(AVAILABLE DATA begins)
Issue #136, opened 2021-08-24
FeatureManagementSnapshot is not thread safe


asuciu1:
Hello,

I have a problem using this in Azure Functions as I am occasionally getting the following. 

``System.InvalidOperationException: Operations that change non-concurrent collections must have exclusive access. A concurrent update was performed on this collection and corrupted its state. The collection's state is no longer correct.    
System.Collections.Generic.Dictionary`2.TryInsert(TKey key, TValue value, InsertionBehavior behavior)    
System.Collections.Generic.Dictionary`2.set_Item(TKey key, TValue value)    
Microsoft.FeatureManagement.FeatureManagerSnapshot.IsEnabledAsync[TContext](String feature, TContext context)``

The way this is implemented is the following:
- When the function is called the Feature Manager is injected as a scoped service with an expiration date of x seconds
- At the expiration date the values are refreshed
- As the features are set in a non thread safe dictionary the aforementioned exception is occasionally thrown when `IsEnabledAsync()` is called

Thanks for your help!

PR #141, opened 2021-09-01
Support concurrency in IFeatureManagerSnapshot

jimmyca15:
The current implementation of IFeatureManagerSnapshot is not thread safe. This PR enhances the implementation to support concurrency.

Addresses #136

### DIFF
--- a/src/Microsoft.FeatureManagement/FeatureManagerSnapshot.cs
+++ b/src/Microsoft.FeatureManagement/FeatureManagerSnapshot.cs
@@ -2,7 +2,9 @@
 // Licensed under the MIT license.
 //
 using System;
+using System.Collections.Concurrent;
 using System.Collections.Generic;
+using System.Threading;
 using System.Threading.Tasks;
 
 namespace Microsoft.FeatureManagement
@@ -13,7 +15,7 @@ namespace Microsoft.FeatureManagement
     class FeatureManagerSnapshot : IFeatureManagerSnapshot
     {
         private readonly IFeatureManager _featureManager;
-        private readonly IDictionary<string, bool> _flagCache = new Dictionary<string, bool>();
+        private readonly ConcurrentDictionary<string, Lazy<Task<bool>>> _flagCache = new ConcurrentDictionary<string, Lazy<Task<bool>>>();
         private IEnumerable<string> _featureNames;
 
         public FeatureManagerSnapshot(IFeatureManager featureManager)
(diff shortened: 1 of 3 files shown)


src/Microsoft.FeatureManagement/FeatureManagerSnapshot.cs
```diff
@@ -43,34 +45,26 @@ await foreach (string featureName in _featureManager.GetFeatureNamesAsync().Conf
...
-            _flagCache[feature] = enabled;
+            Lazy<Task<bool>> evaluator = _flagCache.GetOrAdd(
+                feature,
+                (key) => 
+                    new Lazy<Task<bool>>(
+                        () => _featureManager.IsEnabledAsync(key),
+                        LazyThreadSafetyMode.ExecutionAndPublication));
 
-            return enabled;
+            return await evaluator.Value.ConfigureAwait(false);
```
gfoidl, line 55: You don't need to await the task here, just return it thus saving the async state machinery (allocations).

I'm not sure if the `Lazy` is needed. It's safer for race conditions in the sense of flag evaluations, but caching is a best effort solution which should be fast, so I would trade perf over possible "double evaluations".

jimmyca15: @gfoidl thanks that's a good improvement with the await removal.

I'm going to remove the double evaluation protection in this PR and think about that problem a bit more.

avanigupta (approved):

src/Microsoft.FeatureManagement/FeatureManagerSnapshot.cs
```diff
@@ -41,36 +42,18 @@ await foreach (string featureName in _featureManager.GetFeatureNamesAsync().Conf
...
-            }
-
-            bool enabled = await _featureManager.IsEnabledAsync(feature).ConfigureAwait(false);
-
-            _flagCache[feature] = enabled;
-
-            return enabled;
+            return _flagCache.GetOrAdd(
+                feature,
+                (key) => _featureManager.IsEnabledAsync(key));
```
zhenlan, line 49: Should we have `.ConfigureAwait(false)` here?

jimmyca15: That's only needed where the task is awaited. So the consumer of this should `ConfigureAwait` if they are awaiting the result.

zhenlan: Makes sense. We can't save the `ConfigureAwait` from the user code in this case.

zhenlan (approved):

jimmyca15:
Had to rebase to resolve a merge conflict.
(AVAILABLE DATA ends)
EXERCISE OBJECTIVE
Print each line, starting with the one that contains "zhenlan: Makes sense." and ending with the last line of the data, exactly as it stands and with no other lines.

ANSWER BOX
zhenlan: Makes sense. We can't save the `ConfigureAwait` from the user code in this case.

zhenlan (approved):

jimmyca15:
Had to rebase to resolve a merge conflict.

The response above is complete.